# [TASK DIRECTIONS]
Every line in the data below that includes "allowed" belongs in the answer, copied as it stands.

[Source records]
⟨

PR #13156, opened 2026-04-02
fix: prevent naming a branch HEAD

slarse:
NOTE: I've pinged @Byron for review in Discord. If you're not @Byron, feel free to review anyway if that interests you, but just know that I'll be waiting for our Byromation to trigger before I proceed with anything here. Code owners cannot be removed as reviewers, so I have no way of indicating whom I'm expecting a review from ...

## 🧢 Changes
Git disallows the name HEAD for a branch.

Try running e.g. `git check-ref-format --branch HEAD` or `git branch HEAD` and you should see an error message along the lines of `fatal: 'HEAD' is not a valid branch name`

I can't find this properly documented in Git's refspec, but it's clearly hard coded into `refs.c#check_branch_ref`.

https://github.com/git/git/blob/cf2139f8e1680b076e115bc0b349e369b4b0ecc4/refs.c#L776-L778

## Note
This fix applies to the GUI as well as we use the same normalization function there, but I've only implemented high-level tests for the CLI. I felt like unit-testing the function and having one high-level path tested is sufficient.

## ☕️ Reasoning
We want to check the name _after_ normalization, so I think the most reasonable place to perform the check is in the function that does the normalization so as not to normalize and then forget this validation check.

## Open questions
* What about case insensitive file systems (like macOS is by default, and I believe Windows as well)? Git does _not_ prevent creating a branch named e.g. `head`, but if you _do_ it starts printing warnings that "HEAD is ambiguous". For strict Git-compatibility, `head` (or `hEAd` or any other capitalization) is an allowed branch name, but for case insensitive file systems they seem to cause the same issues that `HEAD` as a branch name does. I feel like to some extent, Git just doesn't play nicely with case insensitive file systems, but maybe GitButler should?
* Why do case insensitive file systems exist?
* After writing tests that strip trailing dashes all day, I realize that there's absolutely nothing in the refspec that prevents trailing dashes. _Leading_ dashes are prohibited in branch names specifically, but trailing ones are fine.

```bash
[gitbutler]$ git check-ref-format --branch hello----
hello----
[gitbutler]$ git check-ref-format --branch HEAD-
HEAD-
[gitbutler]$ git check-ref-format --branch -hello
fatal: '-hello' is not a valid branch name
```

I don't see a reason to deviate from Git here?

### DIFF
--- a/crates/but-core/tests/core/branch/normalize_short_name.rs
+++ b/crates/but-core/tests/core/branch/normalize_short_name.rs
@@ -42,6 +42,24 @@ fn clear_error_on_failure() {
 }
 
 #[test]
+/// HEAD is not a valid branch name, so when we normalize names we should disallow it.
+///
+/// To validate this claim, run `git check-ref-format --branch 'HEAD'` or `git branch HEAD`, they
+/// will reject with `fatal: 'HEAD' is not a valid branch name`.
+fn head_is_rejected() {
+    assert_eq!(
+        normalize_short_name("HEAD").unwrap_err().to_string(),
+        "Could not turn \"HEAD\" into a valid reference name",
+        "HEAD is rejected"
+    );
+    assert_eq!(
+        normalize_short_name("HEAD-").unwrap_err().to_string(),
+        "Could not turn \"HEAD-\" into a valid reference name",
+        "name that normalizes to HEAD is rejected"
+    );
+}
+
+#[test]
 fn complex_valid() -> anyhow::Result<()> {
     assert_eq!(normalize_short_name("feature/branch")?, "feature/branch");
     assert_eq!(
--- a/crates/but-core/src/branch/normalize.rs
+++ b/crates/but-core/src/branch/normalize.rs
@@ -37,8 +37,9 @@ pub fn normalize_short_name<'a>(name: impl Into<&'a BStr>) -> anyhow::Result<BSt
         true
     });
 
-    if sanitized.is_empty() {
+    if sanitized.is_empty() || sanitized == "HEAD" {
         bail!("Could not turn {name:?} into a valid reference name")
     }
+
     Ok(sanitized)
 }
--- a/crates/but/tests/but/command/branch/new.rs
+++ b/crates/but/tests/but/command/branch/new.rs
@@ -34,6 +34,38 @@ fn outputs_branch_name() -> anyhow::Result<()> {
 }
 
 #[test]
+fn rejects_head() -> anyhow::Result<()> {
+    let env = Sandbox::init_scenario_with_target_and_default_settings("one-stack")?;
+    env.setup_metadata(&["A"])?;
+
+    env.but("branch new HEAD")
+        .assert()
+        .failure()
+        .stderr_eq(str![[r#"
+Error: Could not turn "HEAD" into a valid reference name
+
+"#]]);
+
+    Ok(())
+}
+
+#[test]
+fn rejects_name_that_normalizes_to_head() -> anyhow::Result<()> {
+    let env = Sandbox::init_scenario_with_target_and_default_settings("one-stack")?;
+    env.setup_metadata(&["A"])?;
+
+    env.but("branch new HEAD-")
+        .assert()
+        .failure()
+        .stderr_eq(str![[r#"
+Error: Could not turn "HEAD-" into a valid reference name
+
+"#]]);
+
+    Ok(())
+}
+
+#[test]
 fn with_json_output() -> anyhow::Result<()> {
     let env = Sandbox::init_scenario_with_target_and_default_settings("one-stack")?;
     insta::assert_snapshot!(env.git_log()?, @r"
--- a/crates/but/tests/but/command/reword.rs
+++ b/crates/but/tests/but/command/reword.rs
@@ -101,6 +101,24 @@ Renamed branch 'branch-to-rename-123' to 'renamed-branch'
 }
 
 #[test]
+fn reword_branch_rejects_head() -> anyhow::Result<()> {
+    let env = Sandbox::init_scenario_with_target_and_default_settings("one-stack")?;
+    env.setup_metadata(&["A"])?;
+
+    env.but("branch new branch-to-rename").assert().success();
+
+    env.but("reword branch-to-rename -m HEAD")
+        .assert()
+        .failure()
+        .stderr_eq(str![[r#"
+Error: Could not turn "HEAD" into a valid reference name
+
+"#]]);
+
+    Ok(())
+}
+
+#[test]
 fn reword_commit_with_same_message_succeeds_as_noop() -> anyhow::Result<()> {
     let env = Sandbox::init_scenario_with_target_and_default_settings("one-stack")?;
     insta::assert_snapshot!(env.git_log()?, @r"


crates/but-core/tests/core/branch/normalize_short_name.rs
```diff
@@ -41,6 +41,24 @@ fn clear_error_on_failure() {
...
+fn head_is_rejected() {
+    assert_eq!(
+        normalize_short_name("HEAD").unwrap_err().to_string(),
+        "Could not turn \"HEAD\" into a valid reference name",
+        "HEAD is rejected"
+    );
+    assert_eq!(
+        normalize_short_name("HEAD-").unwrap_err().to_string(),
+        "Could not turn \"HEAD-\" into a valid reference name",
+        "name that normalizes to HEAD is rejected"
```
slarse, line 58: According to Git, this branch name is actually fine, but we strip trailing dashes s.t. it gets caught by the HEAD check.

```bash
$ git check-ref-format --branch HEAD-
HEAD-
$ git check-ref-format --branch HEAD
fatal: 'HEAD' is not a valid branch name
```

Byron (approved):
Thanks a lot for picking this up and for the detailed analysis. It definitely got me thinking: Should this be coming from `gix`?

First things first: I think it's fine to fix this here and test for it as well, let's get it done.

> * What about case insensitive file systems (like macOS is by default, and I believe Windows as well)? Git does _not_ prevent creating a branch named e.g. `head`, but if you _do_ it starts printing warnings that "HEAD is ambiguous". For strict Git-compatibility, `head` (or `hEAd` or any other capitalization) is an allowed branch name, but for case insensitive file systems they seem to cause the same issues that `HEAD` as a branch name does. I feel like to some extent, Git just doesn't play nicely with case insensitive file systems, but maybe GitButler should?

With `gix`, it already plays nicer, in some way, take a look. In the example HEAD is `fadc92b2188b2edfff755f20cdabf3d8e42c7ff4`. This is on macOS

##### case-insensitive match
```
gitbutler ( master) [$] via 
❯ git rev-parse HEAd
fadc92b2188b2edfff755f20cdabf3d8e42c7ff4
```

##### Ambiguity that Git allows (for better or worse)

Now it's not possible anymore to access `HEAd` with `git`.

```
gitbutler ( master) [$] via 
❯ git rev-parse @~100
82634fc70519353220e98788fb5832dd88d12fd6

gitbutler ( master) [$] via 
❯ git branch HEAd 82634fc70519353220e98788fb5832dd88d12fd6

gitbutler ( master) [$] via 
❯ git rev-parse HEAD
warning: refname 'HEAD' is ambiguous.
fadc92b2188b2edfff755f20cdabf3d8e42c7ff4

gitbutler ( master) [$] via 
❯ git rev-parse HEAd
warning: refname 'HEAd' is ambiguous.
fadc92b2188b2edfff755f20cdabf3d8e42c7ff4
```

##### `gix` can do it though

This is why this issue is less pronounced for GitButler *I think*.

```
gitbutler ( master) [$] via 
❯ gix rev parse HEAd
82634fc70519353220e98788fb5832dd88d12fd6

gitbutler ( master) [$] via 
❯ gix rev parse HEAD
fadc92b2188b2edfff755f20cdabf3d8e42c7ff4
```

> * Why do case insensitive file systems exist?

Git 3.0 is planned for September this year, and that comes with reftable as default DB for reference. It's case-sensitive so this problem mostly goes away, or at least, is fully remedied with the implementation we have now.

> * After writing tests that strip trailing dashes all day, I realize that there's absolutely nothing in the refspec that prevents trailing dashes. _Leading_ dashes are prohibited in branch names specifically, but trailing ones are fine.

That could be a separate discussion. I'd personally think this is opinionated, but I'd wait for user complaints before changing it. Right now, it (`foo---` -> `foo`) might well be what people actually expect or prefer.

### Verdict

> Should this be coming from `gix`?

I think that `gix` should be better here. Right now, if `refs/heads/HEAD` also exists, we get this:

```
❯ gix rev parse HEAD
fadc92b2188b2edfff755f20cdabf3d8e42c7ff4

gitbutler ( master) [$] via 
❯ gix rev parse heads/HEAD
82634fc70519353220e98788fb5832dd88d12fd6
```

So it resolves `HEAD` first, but doesn't complain about ambiguity. I sense Byron didn't want to deal with this in greater detail.

Also, I think `gitoxide` should probably prohibit creating `refs/heads/HEAD` in the first place, and right now it obviously doesn't.

For that it would need specific checks in `gix-ref`, and it would also only be able to implement the rejection like Git does, without dealing with case-insensitivity.

The error message GitButler provides for `HEAD` refs is probably good enough, on a similar level to what Git provides today.

slarse:
> Thanks a lot for picking this up and for the detailed analysis. It definitely got me thinking: Should this be coming from `gix`?

@Byron thanks for the detailed response! I made a comment on your fix in `gix`. Without knowing the internals of `gix` too well, I think there is a little bit of danger to that change, but let's discuss that over in `gix`.

> That could be a separate discussion. I'd personally think this is opinionated, but I'd wait for user complaints before changing it. Right now, it (`foo---` -> `foo`) might well be what people actually expect or prefer.

In a broader sense, I actually think the auto-normalization is itself unexpected. In the GUI I guess it's fine to "help" the user a bit to create valid branch names (even though I think it's very unnecessary), but in the CLI I think it's outright harmful to try to automatically normalize the name. Because we don't currently normalize when operating on branches (as far as I know). So that's a very subtle way to create buggy scripts.

As for digressing from Git's ref spec, the fear I have with that is that we create functionality that is incompatible with Git, for no good reason. For example, let's say someone recognizes that we only normalize on creation but not when later operating on branches (e.g. when applying a branch to the workspace). If a helpful dev decides that it's better to make that consistent and normalize _all_ branch name inputs from the user, we suddenly wouldn't be able to operate on a subset of valid Git branches and would also create ambiguity between Git branches that previously was not there.

Sure, this is all a bit hypothetical, but I think there is merit to it. Especially the unexpectedness of getting a different branch name out than I put in to the CLI.

Byron:
> @Byron thanks for the detailed response! I made a comment on your fix in gix. Without knowing the internals of gix too well, I think there is a little bit of danger to that change, but let's discuss that over in gix.

Thanks, appreciated.

> In a broader sense, I actually think the auto-normalization is itself unexpected. In the GUI I guess it's fine to "help" the user a bit to create valid branch names (even though I think it's very unnecessary), but in the CLI I think it's outright harmful to try to automatically normalize the name. Because we don't currently normalize when operating on branches (as far as I know). So that's a very subtle way to create buggy scripts.

Yes, I see the point. Thanks for broadening my horizon on this. It really looks like CLI should be much more conservative when normalizing branches, to the point where it might not want to normalize them at all.

> Sure, this is all a bit hypothetical, but I think there is merit to it. Especially the unexpectedness of getting a different branch name out than I put in to the CLI.

Yes, I also arrive at the conclusion that normalizing branch names in the CLI is actively harmful and completely unexpected. This works on the graphical user interface, but not in a command-oriented application.

slarse:
> Yes, I also arrive at the conclusion that normalizing branch names in the CLI is actively harmful and completely unexpected. This works on the graphical user interface, but not in a command-oriented application.

That makes enough of us in agreement about this (@OliverJAsh and I have also briefly discussed it) that we should remove normalization from the CLI. And _maybe_ TUI, but IMO if it's in the GUI it should probably be in the TUI, too. @davidpdrsn ping, what do you think about automatic branch name normalization in the TUI?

⟩

# [ANSWER AREA]
* What about case insensitive file systems (like macOS is by default, and I believe Windows as well)? Git does _not_ prevent creating a branch named e.g. `head`, but if you _do_ it starts printing warnings that "HEAD is ambiguous". For strict Git-compatibility, `head` (or `hEAd` or any other capitalization) is an allowed branch name, but for case insensitive file systems they seem to cause the same issues that `HEAD` as a branch name does. I feel like to some extent, Git just doesn't play nicely with case insensitive file systems, but maybe GitButler should?
> * What about case insensitive file systems (like macOS is by default, and I believe Windows as well)? Git does _not_ prevent creating a branch named e.g. `head`, but if you _do_ it starts printing warnings that "HEAD is ambiguous". For strict Git-compatibility, `head` (or `hEAd` or any other capitalization) is an allowed branch name, but for case insensitive file systems they seem to cause the same issues that `HEAD` as a branch name does. I feel like to some extent, Git just doesn't play nicely with case insensitive file systems, but maybe GitButler should?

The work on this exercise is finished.